And, this afternoon, a President Trump social media post suggested he agreed with what Europeans argue tonight that it's Russia that is blocking a peace deal with Ukraine.
Nick Schifrin begins with Russia's latest strikes on Ukraine at a tense diplomatic moment.
NICK SCHIFRIN: Russia's New Year's Eve welcome in Ukraine's third largest city on Moscow's battlefield of choice, civilian infrastructure, where the victims were the vulnerable, the elderly, four-legged family members, and a 7-month-old infant.
By day, their homes blackened, the now-homeless spent New Year's night displaced, a Christmas tree the only thing left standing in a ruined apartment.
TETIANA, Odesa Resident (through translator): We have been left out on the street.
Any family could find themselves in the same situation.
Everyone is equal now.
No one knows where the next strike will land.
NICK SCHIFRIN: And, today, about 400 miles to the north, Russia's top general threatened more strikes.

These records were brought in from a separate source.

PR #519, opened 2020-02-01
Also open remote links in desktop entries

tsujan:
This patch just considers a case that was missing from the code: When, in a desktop entry, `Type=Link` and `URL` points to a remote place like `https://` or `sftp://`, `smb://`, etc., then libfm-qt will try to open the link with its handling app if there is one.

NOTE: Handlers can be defined in `~/.config/mimeapps.list` like:

```
[Default Applications]
…
x-scheme-handler/https=firefox.desktop
x-scheme-handler/smb=pcmanfm-qt.desktop
x-scheme-handler/sftp=pcmanfm-qt.desktop
…
```

I think we might want to add `x-scheme-handler/smb` and `x-scheme-handler/sftp` to pcmanfm-qt's desktop file later.

Closes https://github.com/lxqt/pcmanfm-qt/issues/1065

### DIFF
--- a/src/core/basicfilelauncher.cpp
+++ b/src/core/basicfilelauncher.cpp
@@ -207,8 +207,11 @@ bool BasicFileLauncher::launchDesktopEntry(const FileInfoPtr &fileInfo, const Fi
             else {
                 if(target.empty()) {
                     filename = fileInfo->path().localPath();
+                    desktopEntryName = filename.get();
                 }
-                desktopEntryName = !target.empty() ? target.c_str() : filename.get();
+                else {
+                    desktopEntryName = target.c_str();
+                }
             }
             break;
         }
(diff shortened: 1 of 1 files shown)


wxl:
LGTM. Pretty simple, really.

Agree with your idea about adding handlers. We might want to look at the [IANA URI schemes](https://www.iana.org/assignments/uri-schemes/uri-schemes.xhtml) to see if there's anything else we haven't missed. I'm thinking it might be good to add `file` in case someone gets cute. Also do we support `afp` or `nfs`? Or, really crazy: `sshfs`?

tsujan:
> We might want to look at the IANA URI schemes to see if there's anything else we haven't missed.

I agree. I just don't know why other FMs don't do it (or do they?).

`file` is automatically covered.

wxl:
Here's stuff relevant to the file manager:
Gvfs: `afc` (not IANA), `afp`, `cdda` (not IANA), `dav`, `ftp`, `mtp` (not IANA), `nfs`, `sftp`, `smb`
KIO: `dav`, `fish`, `ftp`, `nfs`, `sftp`, `smb`

tsujan:
Opening smb and sftp with a FM is expected but I'm not sure about the other ones. I think we may need to discuss it as a separate issue (feature request) elsewhere. What do you think?

wxl:
I mention those because they all ultimately involve files (I guess `dav` is probably not appropriate in retrospect). Nearly all of them are some sort of remote filesystem (like `smb` and `sftp`). Either way, I agree a separate issue should be opened. See lxqt/pcmanfm-qt#1067.

PR #527, opened 2020-02-21
Avoid hard-coded paths

voidpin:
While packaging LXQt for NetBSD I came across a few hard-coded paths.
Please review.

### DIFF
--- a/src/core/fileinfo.cpp
+++ b/src/core/fileinfo.cpp
@@ -359,11 +359,11 @@ bool FileInfo::isExecutableType() const {
         if(isNative() && (mode_ & (S_IRUSR|S_IRGRP|S_IROTH))) {
             if(isShortcut() && !target_.empty()) {
                 /* handle shortcuts from desktop to menu entries:
-                   first check for entries in /usr/share/applications and such
+                   first check for entries in ${PREFIX}/share/applications and such
                    which may be considered as a safe desktop entry path
                    then check if that is a shortcut to a native file
                    otherwise it is a link to a file under menu:// */
-                if (!g_str_has_prefix(target_.c_str(), "/usr/share/")) {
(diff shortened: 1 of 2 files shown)


src/core/fileinfo.cpp
```diff
@@ -359,11 +359,11 @@ bool FileInfo::isExecutableType() const {
         if(isNative() && (mode_ & (S_IRUSR|S_IRGRP|S_IROTH))) {
             if(isShortcut() && !target_.empty()) {
                 /* handle shortcuts from desktop to menu entries:
-                   first check for entries in /usr/share/applications and such
+                   first check for entries in ${PREFIX}/share/applications and such
                    which may be considered as a safe desktop entry path
                    then check if that is a shortcut to a native file
                    otherwise it is a link to a file under menu:// */
-                if (!g_str_has_prefix(target_.c_str(), "/usr/share/")) {
+                if (!g_str_has_prefix(target_.c_str(), "${PREFIX}/share/")) {
```
palinek: What is `${PREFIX}` and how would it be evaluated in compile/run-time?

voidpin: On Linux is /usr
on NetBSD is /usr/pkg
on FreeBSD is /usr/local

Because of these differences hard-coding it causes portability issues. I don't have a Linux machine right now but on NetBSD ${PREFIX} will be evaluated as /usr/pkg, in this case /usr/pkg/share will be the result.
I can't test on Linux, that's why I asked to please review.

palinek: > ${PREFIX} will be evaluated as /usr/pkg

Who and when will it evaluate?

tsujan:
`${PREFIX}` doesn't have meaning and this breaks the code.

Valery Gerasimov told troops posted near Ukraine's Northeast border that their mission was to seize what he called buffer zones inside two Ukrainian provinces, even though the current U.S.
peace plan calls for Russia to withdraw entirely from those exact provinces.
GEN.
VALERY GERASIMOV, Chief of General Staff, Russian Armed Forces (through translator): The president of the Russian Federation ordered to continue expanding the line of defense next year.
NICK SCHIFRIN: But it's not defense that Russia is playing when it comes to information operations.
Moscow released these images today of what it claimed were Ukrainian drones that targeted a Vladimir Putin residence complete with a map of the drone's alleged route.
That Putin home in Northwest Russia, exposed by former opposition leader Alexei Navalny's foundation, has 75,000 square feet located on a property that spans 370 lakeside acres and, according to another Putin critic, home to Putin's secretive family with Alina Kabaeva.
Putin alleged the attack on the phone with Trump earlier this week, and Trump accepted it.
DONALD TRUMP, President of the United States: It's a delicate period of time.
This is not the right time.
It's one thing to be offensive, because they were offensive.
It's another thing to attack his house.
It's not the right time to do any of that, and can't do it.
NICK SCHIFRIN: But, tonight, a U.S.
official confirms to "PBS News Hour" that the CIA has concluded Ukraine was not targeting Putin's residence.
A person familiar with the meeting says CIA Director John Ratcliffe briefed that conclusion to President Trump.
And, this afternoon, President Trump posted this story with the headline: "Russia is the one standing in the way of peace."
Today, European leaders agreed.
Top E.U.
diplomat Kaja Kallas wrote it was a -- quote -- "deliberate distraction, and Moscow aims to derail real progress toward peace by Ukraine and its Western partners."
Senior European officials told "PBS News Hour" today the story was a -- quote -- "false flag, an 100 percent lie," and a French official said its intelligence concluded the claim had no credible evidence.
And for perspective on all this, we turn to Angela Stent.
She is the former national intelligence officer for Russia, author of "Putin's World: Russia Against the West and with the Rest," and a senior fellow at the American Enterprise Institute, a think tank in Washington.
Angela Stent, thank you very much.
Welcome back to the "News Hour."
So let's talk about this new CIA assessment.
Of course, the U.S.
has sensors that can detect drones.
It has relationships with its Ukrainian partners.
Talk us through what would go into this assessment just in the last few days.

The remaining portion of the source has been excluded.